Hope you are doing well.
Just need your help to compare certain words, so that i can progress in my workflow.
Requirement:
Input:
Name of Vendor:
Qwerty Private Limited
Qwerty Private Ltd.
Qwerty Pvt. Ltd.
All the three name is for single vendor, but in KNIME it’s showing 3 unique name, what steps shall i use or what changes shall i do that knime would consider all 3 as same.
Hi @ravi13
The String Similarity node comes with the Paladian nodes. Additional extensions are available by enabling the Update Site in KNIME via File -> Preferences -> Install/Update -> Available Update Sites Add: http://download.nodepit.com/palladian/4.0 And then it can be installed: by selecting File -> Install KNIME Extensions (source: https://www.knime.com/community ).
gr. Hans
That is a good question. I think you need a human in the loop. You have to find out, to what percentage you can go, to be sure (to some level) it is the same company. Maybe it is a good step to first “clean” your data and enrich it with some business logic, translated to rules (as @armingrudd suggested).
gr. Hans
Still here ,involvement of human how will it benefit ?

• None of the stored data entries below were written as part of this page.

PR #642, opened 2023-08-20
implemented user 'register' and 'login' methods

DmytroV95:


src/main/java/mate/academy/dao/impl/UserDaoImpl.java
```diff
@@ -0,0 +1,51 @@
...
+        return user;
+    }
+
+    @Override
+    public Optional<User> findByEmail(String email) {
+        SessionFactory sessionFactory = HibernateUtil.getSessionFactory();
+        try (Session session = sessionFactory.openSession()) {
+            return session.createQuery("FROM User "
+                            + "WHERE email = :email", User.class)
+                    .setParameter("email", email)
```
Denis-Balako, line 44: Recommend using a constant for parameter names

src/main/java/mate/academy/model/User.java
```diff
@@ -0,0 +1,59 @@
...
+
+import javax.persistence.Column;
+import javax.persistence.Entity;
+import javax.persistence.GeneratedValue;
+import javax.persistence.GenerationType;
+import javax.persistence.Id;
+import javax.persistence.Table;
+
+@Entity
+@Table(name = "user")
```
Denis-Balako, line 11: Table can store multiple users, not only one

src/main/java/mate/academy/service/AuthenticationService.java
```diff
@@ -0,0 +1,17 @@
...
+
+public interface AuthenticationService {
+    User login(String email, String password) throws AuthenticationException;
+
+    /**
+    * We should register a new user. New user entity will contains the email and password
+    * @param email - user email. should be unique for each user
+    * @param password - user password
+    * @return new user instance
+    */
```
Denis-Balako, line 15: Delete unnecessary comments.

src/main/java/mate/academy/service/impl/AuthenticationServiceImpl.java
```diff
@@ -0,0 +1,44 @@
...
+
+@Service
+public class AuthenticationServiceImpl implements AuthenticationService {
+    @Inject
+    private UserService userService;
+
+    @Override
+    public User login(String email, String password) throws AuthenticationException {
+        User userByEmail = userService.findByEmail(email).orElse(null);
+        if (userByEmail != null && isUserPasswordValid(password, userByEmail)) {
```
Denis-Balako, line 20: That's bad practice to operate with null. Just use isEmpty() for optional instead.

src/main/java/mate/academy/service/impl/AuthenticationServiceImpl.java
```diff
@@ -0,0 +1,44 @@
...
+        User newUser = new User();
+        newUser.setEmail(email);
+        newUser.setPassword(password);
+        return userService.add(newUser);
+    }
+
+    private static boolean isUserPasswordValid(String password, User userByEmail) {
+        String hashedPassword = HashUtil.hashPassword(password, userByEmail.getSalt());
+        return userByEmail.getPassword().equals(hashedPassword)
+                && !userByEmail.getPassword().isEmpty();
```
Denis-Balako, line 42: Function has unpredictable behavior. You need to rename the method, for example "isUserPasswordValidAndNotEmpty" or move this check to calling function

src/main/java/mate/academy/util/HashUtil.java
```diff
@@ -0,0 +1,37 @@
...
+        try {
+            MessageDigest messageDigest = MessageDigest.getInstance(CRYPTO_ALGORITHM);
+            messageDigest.update(salt);
+            byte[] digest = messageDigest.digest(password.getBytes());
+            for (byte b: digest) {
+                hashedPassword.append(String.format(FORMAT_IDENTIFICATION, b));
+            }
+        } catch (NoSuchAlgorithmException e) {
+            throw new IllegalStateException("Could not create hash using "
+                    + CRYPTO_ALGORITHM + " algorithm",e);
```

All names are of same vendor, but one is 72.2% same & another is only 41.2% how to solve this issue, + this is only example for 1 vendor there are many more, in that situation we need to give different range for different vendor, it will become little bit tedious.
didn’t look in details but seems in such cases Index Query node is better option. Used it couple of times and was really satisfied with outcome. I can try to create example and compare workflows and results.